Una intercettazione dai contenuti inquietanti, che dimostrerebbe scarsa attenzione e soprattutto controlli estremamente deficitari intorno ad Autostrade per l’Italia. La voce è quella di Mirko Nanni, dirigente del Tronco di Genova. Tra i volti nuovi della società, è stato chiamato dai vertici di Atlantia allo scopo di rilanciare la società concessionaria dopo il crollo del Ponte Morandi e lo scandalo dei falsi rapporti sui viadotti. Con lui, l’ad Roberto Tomasi. Ebbene, l’intercettazione rivelata dal ‘Secolo XIX’ scoperchia una situazione tutt’altro che rincuorante. E che non riguarda il solo caso di Genova.
Autostrade per l’Italia come “una polveriera”? L’accusa del dirigente
“Siamo tutti seduti su una polveriera. Questa vicenda è accaduta in un periodo in cui non c’era un c**** di procedura. Non c’era nessun tipo di ispezione, e la parola ‘pull out’ non sapevamo che c**** voleva dire“, sono state le parole di Nanni a proposito di Autostrade. Tale dichiarazione, comparsa sulle colonne del quotidiano ligure, è stata depositata al Riesame. Lo sfogo di Nanni (che è indagato per omissione di atti d’ufficio dai pm genovesi per le mancate ispezioni trimestrali di sicurezza nelle gallerie) è con Paolo Berti, ex direttore delle operazioni di Aspi.
L’intercettazione di Nanni rientra nelle carte dell’inchiesta sulle barriere fonoassorbenti pericolose. Secondo le parole del dirigente di Autostrade per l’Italia, fino al 2013 l’azienda non procedeva a nessun tipo di ispezioni e controlli. Si tratta dell’anno della strage di Avellino, ossia quando un bus precipitò in un viadotto: ci furono quaranta vittime.
Il caso di Avellino e i collegamenti con il crollo del Ponte Morandi
Fu proprio Berti ad essere intercettato nel gennaio 2019 dai finanzieri diretti da Ivan Bixio (Primo Gruppo) e Giampaolo Lo Turco (nucleo metropolitano). Era appena stato condannato per la strage di Avellino, con Nanni che provava a rincuorarlo. Quest’ultimo spiegò al suo interlocutore che la sentenza aveva creato un diffuso allarme sugli altri direttori di tronco di Autostrade per l’Italia.

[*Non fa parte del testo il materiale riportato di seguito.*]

PR #4026, opened 2024-01-23
Fix type error introduced by crypto-wasm 4.0.0

richvdh:
https://github.com/matrix-org/matrix-rust-sdk-crypto-wasm/pull/82/files#diff-cf8f469cee769b4b3555833df9943f95a94dd55a4c6c5c8b8c7419e34fc8b5d8R341 changed the return type of `Sas.decimals()` from  `Array<any> | undefined` to `Uint16Array | undefined`. This can no longer be cast to `[number, number, number]` without causing a type error (for reasons I don't *really* understand, tbh).

---

### DIFF
--- a/src/rust-crypto/verification.ts
+++ b/src/rust-crypto/verification.ts
@@ -15,7 +15,7 @@ limitations under the License.
 */
 
 import * as RustSdkCryptoJs from "@matrix-org/matrix-sdk-crypto-wasm";
-import { Emoji, QrState } from "@matrix-org/matrix-sdk-crypto-wasm";
+import { QrState } from "@matrix-org/matrix-sdk-crypto-wasm";
 
 import {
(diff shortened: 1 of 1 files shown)


src/rust-crypto/verification.ts
```diff
@@ -659,18 +660,23 @@ export class RustSASVerifier extends BaseRustVerifer<RustSdkCryptoJs.Sas> implem
     /** if we can now show the callbacks, do so */
     protected onChange(): void {
         if (this.callbacks === null) {
-            const emoji: Array<Emoji> | undefined = this.inner.emoji();
```
richvdh, line 662: might as well clean this up while we're here: the return type of `emoji` is now `Array<Emoji> | undefined`

andybalaam (approved):

PR #4031, opened 2024-01-24
Refactor `MatrixClient.encryptAndSendEvent`

richvdh:
A series of commits to try and bring this code into the 21st century. Suggest review commit-by-commit.

~~Based on https://github.com/matrix-org/matrix-js-sdk/pull/4030.~~

---

### DIFF
--- a/src/client.ts
+++ b/src/client.ts
@@ -4756,73 +4756,68 @@ export class MatrixClient extends TypedEventEmitter<EmittedEvents, ClientEventHa
      * encrypts the event if necessary; adds the event to the queue, or sends it; marks the event as sent/unsent
      * @returns returns a promise which resolves with the result of the send request
      */
-    protected encryptAndSendEvent(room: Room | null, event: MatrixEvent): Promise<ISendEventResponse> {
-        let cancelled = false;
-        // Add an extra Promise.resolve() to turn synchronous exceptions into promise rejections,
-        // so that we can handle synchronous and asynchronous exceptions with the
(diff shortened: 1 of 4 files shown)


src/client.ts
```diff
@@ -4759,10 +4766,10 @@ export class MatrixClient extends TypedEventEmitter<EmittedEvents, ClientEventHa
                 const encryptionPromise = this.encryptEventIfNeeded(event, room ?? undefined);
                 if (!encryptionPromise) return null; // doesn't need encryption
 
-                this.pendingEventEncryption.set(event.getId()!, encryptionPromise);
+                this.eventsBeingEncrypted.add(event.getId()!);
                 this.updatePendingEventStatus(room, event, EventStatus.ENCRYPTING);
                 return encryptionPromise.then(() => {
-                    if (!this.pendingEventEncryption.has(event.getId()!)) {
+                    if (!this.eventsBeingEncrypted.delete(event.getId()!)) {
```
richvdh: has -> delete here to fix a resource leak.

dbkr (approved):
Seems good I think. Bit of a shame about having to set the event status. then set it back but not seeing an obviously better alternative.

richvdh:
> Bit of a shame about having to set the event status. then set it back but not seeing an obviously better alternative.

Well, that's not new. The root of the problem here is the caller of `encryptAndSendEvent` setting the status to SENDING when it's not yet being sent. But I'm not going to fix that today.

PR #946, opened 2021-09-10
Mccalluc/tighter booleans

### LINKED ISSUE #945: Booleans should only allow TRUE / FALSE

mccalluc:
- Fix #945.  
- In the process, realized that email format validation was not being applied, and fixed it.

For review, look at the first couple examples under `docs/` and then scroll to the bottom: They are all the same.


mccalluc:
Decided against this.

PR #953, opened 2021-09-27
Add MALDI-IMS-neg and MALDI-IMS-pos to ims table schemata

jswelling:
The new Vanderbilt MALDI-IMS datasets are currently not runnable because the official assay type names are MALDI-IMS-pos and MALDI-IMS-neg while the assay_type constraints in ingest-validation-tools/src/ingest_validation_tools/table-schemas/assays/ims-v2.yaml (and earlier versions) is just MALDI-IMS .  This PR resolves this conflict by adding MALDI-IMS-pos and MALDI-IMS-neg to the table-schemas.

### DIFF
--- a/src/ingest_validation_tools/table-schemas/assays/ims-v0.yaml
+++ b/src/ingest_validation_tools/table-schemas/assays/ims-v0.yaml
@@ -9,6 +9,8 @@ fields:
   constraints:
     enum:
       - MALDI-IMS
+      - MALDI-IMS-pos
+      - MALDI-IMS-neg
 - name: analyte_class
   constraints:
     enum:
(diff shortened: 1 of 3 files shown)


cebriggs7135 (approved):

mccalluc (commented):
Data could still come in, and be validated, that had the old name... and my sense is that the old name doesn't work for you. Is the plan for now to make it possible for people to do the right thing, and latter a new version can be minted (and the current versions deprecated) so people are prevented from doing the wrong thing?

I would like to loop @ngehlenborg in because we haven't been on the same page about what kind of changes require a new schema version... If the overall plan is good, I think this particular change is fine, because it loosens restrictions.

ngehlenborg:
I would like to get clarification on this with the TMCs before proceeding. I will reach out to the parties that can shed light on this and added myself as a reviewer to ensure that this gets sorted out before we move on.

mccalluc:
@cebriggs7135 -- Does your recent approval mean that @ngehlenborg 's concerns been resolved?

mccalluc:
(Converting to draft to avoid accidental merge until @jswelling can confirm that he's on the same page.)

PR #955, opened 2021-09-28
Fix a problem apparently due to type hinting mismatch in importlib

jswelling:


mccalluc (approved):
I'll go ahead and merge... which isn't the usual, but I think we want to move this along.

PR #958, opened 2021-10-01
Upgrade LC-MS directory structure schema

icaoberg:
Added directory structure schema and documentation.


jswelling (approved):
Nothing tricky here, I think

PR #960, opened 2021-10-01
level 1 metadata update

cebriggs7135:
Changed "3" to "4" assay_categories and added imaging_mass_spectrometry to the list.


mccalluc (changes requested):
regenerate docs, and add a changelog.

cebriggs7135 (commented):
Does this mean you made the same edits to the schema_loaded.py file?

mccalluc:
@cebriggs7135 -- Sorry for the ambiguity: I meant that you need to regenerate docs, and add a changelog entry in this branch. Then tests will pass, and this can be merged.

mccalluc (approved):

PR #963, opened 2021-10-06
Mccalluc/check assay terms

### LINKED ISSUE #216: Do assay type lists need to be kept in sync?
There are different assay type lists floating around, like [this one](https://github.com/hubmapconsortium/search-schema/blob/master/defininitions/enums/assay_types.tsv) from Bill, and [this one](https://github.com/hubmapconsortium/ingest-validation-tools/blob/master/src/ingest_validation_tools/table-schemas/level-1.yaml#L43-L69) from Chris.

@shirey : I think the question is for you: Should I/we do anything to keep these lists in sync? If pipeline code never looks in the metadata.tsv then perhaps the exact values here are inconsequential for you? Do you imagine that may change? Conversely, Joel has thought that parentheses would be bound to cause problems (#194)... but if it's just a text field in ES, the emphasis should be on making these readable / idiomatic human-readable strings.

mccalluc:
Draft: Fails now, but when there's an API that gives us a list of the names supported downstream, we can use that. My belief is that this is the only work needed in this repo for this project.

Fix #216.


mccalluc:
@jswelling :
> We don't have support on the search-api side for assay_category or analyte_class. ... should we try to pursue this now?

No: I am not proposing that we do. The CI doctest only covers `assay_type`:
```
>>> local_names = set(shared_enums['assay_type'])
```

>  If so, we should be talking about the code for that CI test, shouldn't we?

This PR _does_ propose a CI test:
```
>>> downstream_names = set(requests.get(
...    'https://search.api.hubmapconsortium.org/assaytype?simple=true&primary=true'
... ).json()['result'])
>>> local_names - downstream_names
```

Maybe it imports typeclient instead of hitting the API -- I really don't care -- However you care to provide that information. Does the intention of this PR make sense now?

jswelling:
Ah, my mistake- I was still thinking in terms of separate test files.  My proposed change would be:
```
>>> local_names = shared_enums['assay_type']
>>> remote_match = []
>>> remote_mismatch = []
>>> for name in local_names:
...     rslt = requests.post('https://search.api.hubmapconsortium.org/assayname', json={'name':name}, headers={'Content-Type': 'application/json'}).json()
...     if 'error' in rslt:
...         remote_mismatch.append(name)
...     else:
...         remote_match.append(name)
>>> remote_mismatch
[]
```

At the moment there are 33 mismatches.  The great majority can be fixed by adding 'alt-names' to the corresponding assays, for example adding '3D Imaging Mass Cytometry' to IMC3D.  A number look like new assay types or unknown variants on older assay types, though, and they will need specific PRs to assay_types.yaml .

jswelling:
I created a matching PR against assay_types.yaml in search-api - see https://github.com/hubmapconsortium/search-api/pull/400

ngehlenborg (approved):
Approved to unblock processing of new assay types. Will still require further discussion to resolve the general problem of remapping of assay types (per discussion during portal call on 11/12/2021).

PR #966, opened 2021-10-18
example directories

### LINKED ISSUE #952: Template directory structure
tool to create empty directory structure for labs to then populate

mccalluc:
Fix #952. I don't care strongly about the basic issue one way or another, but if it's going to be done, this is the way it should be done: We should build from the examples that are already available for some assays, instead of creating a new, inconsistent system. (But I'm ok with this not going ahead at all, too.)

```
$ src/generate_example_directory.py --dir_schema src/ingest_validation_tools/directory-schemas/codex.yaml --target /tmp/foo/bar
Created /tmp/foo/bar/NAV.tif
Created /tmp/foo/bar/summary.pdf
No example for (raw|src_[^/]*)/exposure_times\.txt
Created /tmp/foo/bar/raw/reg_00.png
No example for (raw|src_[^/]*)/[Ee]xperiment\.json
No example for processed/HandE\.tif
No example for processed/HandE_RGB\.tif
No example for processed/HandE_RGB_thumbnail.jpg
No example for (src_[^/]*|drv_[^/]*|extras)/[sS]egmentation\.json
No example for (raw|processed)/config\.txt
No example for (raw|processed)/config\.txt|(src_[^/]*|drv_[^/]*|extras)/[sS]egmentation\.json
No example for src_[^/]+/channelnames_report\.csv
No example for (raw|src_.*)/[cC]yc.*_reg.*/.*_Z.*_CH.*\.tif
No example for src_.*/cyc.*_reg.*_.*/.*\.gci
No example for (raw|src_.*)/channel[Nn]ames\.txt
No example for (raw|src_.*)/.*
No example for (processed|drv_[^/]*)/.*

$ tree /tmp/foo/bar
/tmp/foo/bar
├── NAV.tif
├── raw
│   └── reg_00.png
└── summary.pdf
```

### DIFF
--- a/CHANGELOG.md
+++ b/CHANGELOG.md
@@ -1,6 +1,7 @@
 # Changelog
 
 ## v0.0.13 - in progress
+- Script to populate directory based on examples.
 - Updated LC-MS directory structure schema.
 - Work around mypy importlib type hinting problem.
 - Longer assay description for LCMS, and supporting machinery.
--- a/script-docs/README-generate_example_directory.py.md
+++ b/script-docs/README-generate_example_directory.py.md
@@ -1,0 +1,10 @@
+```text
+usage: generate_example_directory.py [-h] --dir_schema DIR_SCHEMA --target
+                                     TARGET
+
+optional arguments:
+  -h, --help            show this help message and exit
+  --dir_schema DIR_SCHEMA
+                        Directory schema file
+  --target TARGET       Target directory to populate
+```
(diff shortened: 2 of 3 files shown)


ngehlenborg:
@mccalluc Can you clarify what it means to build from examples? I don't know where the examples are coming from, how complete they are, and how they are maintained (if at all).

If I understand the terminal output above correctly, only a subset of the "expected" directory structure was created, presumably because only a few of the files were available in the example. Is that correct?

mccalluc:
@jswelling / @cebriggs7135 / @icaoberg -- My understanding is that there is no longer a need for example dataset directories. Closing.

PR #970, opened 2021-10-21
Add label_name field to labeling "includes"

cebriggs7135:
We have a "labeling" field that takes a boolean but if the user enters TRUE, we then need a place to describe the label. TMT is an LC-MS assay type that uses tandem mass tags to label individuals samples so they can be multiplexed. We're about to accept a large TMT collection off TMT datasets from Stanford.

However, if this change in an "includes" file will affect other metadata schema, should this be added to the LC-MS separately so the other docs don't have to be regenerated? I think it's the only assay with a labeling field, though.


mccalluc:
- I believe Nils has stated that a change to the set of columns requires a new version. Is this an exception? Is there a plan to deprecate the previous version?
- Updates to schemas require regeneration of the documentation.

PR #978, opened 2021-10-25
Mccalluc/mibi

### LINKED ISSUE #967: Implement MIBI schema
Based on
https://docs.google.com/spreadsheets/d/1svITiu82IC556PQmBy9kuizXbVDjZlPZFhJe2xet2qs/edit#gid=1468496505

@cebriggs7135 :
- Which of these fields are required?
- What are the allowed enumerations?
- Please make the types explicit.
- Please provide the descriptions as a separate column.

mccalluc:
Fix #967. The rendered documentation can be seen [here](https://github.com/hubmapconsortium/ingest-validation-tools/pull/978/files?short_path=a620559#diff-a620559a741d7b4e8ee54d811476bae33d31ee1c2a322a3de0304cd5c7103214).

- For a number of fields, the required flag is different from what other other schemas used, starting with `resolution_x_value` which is optional in the spreadsheet, but required on other assays. For now, this PR uses the same setting as for other assays.
- Is a documentation url available?
- Should we wait for the directory schema, since we've agreed that the metadata and directory schemas will be developed in tandem?
- Why does this schema not have an acquisition instrument?

On the original issue I noted a number of problems in the spec, including:

- The enum for `max_x_width_unit` is given as `pixels`: I believe this is an error. In other places where this field is used, a real-world distance unit is spcified: `um`.
- `number_of_antibodies` is given twice.
- `Primary ion current unit, typically nA or pA`, but the only enum given is `nA`.
- The allowed values for `assay_category` have underscores.
- I will capitalize `multiplex ion beam imaging` for consistency.


cebriggs7135:
The final schema is here:
https://docs.google.com/spreadsheets/d/1svITiu82IC556PQmBy9kuizXbVDjZlPZFhJe2xet2qs/edit#gid=1468496505

I just added one enum to area_normalized_ion_dose_unit: the enums are now nA*hr/mm2 , pA*hr/mm2

cebriggs7135 (approved):
Looks great.

ngehlenborg (approved):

Ebbene, secondo gli inquirenti la confessione del dirigente di Autostrade per l’Italia potrebbe avere grande importanza anche nell’inchiesta sul ponte Morandi. Dimostrerebbe come, per almeno un decennio, Aspi non abbia mai controllato nemmeno il viadotto di Genova. Nel 2013, spiega il ‘Secolo XIX’, il livello delle caratteristiche costruttive e delle prestazioni di progetto dei vari impianti di Autostrade per l’Italia, realizzati dalle strutture centrali, non era nella piena conoscenza delle direzioni di tronco. Tanto da somigliare, come afferma lui stesso, a “una polveriera“.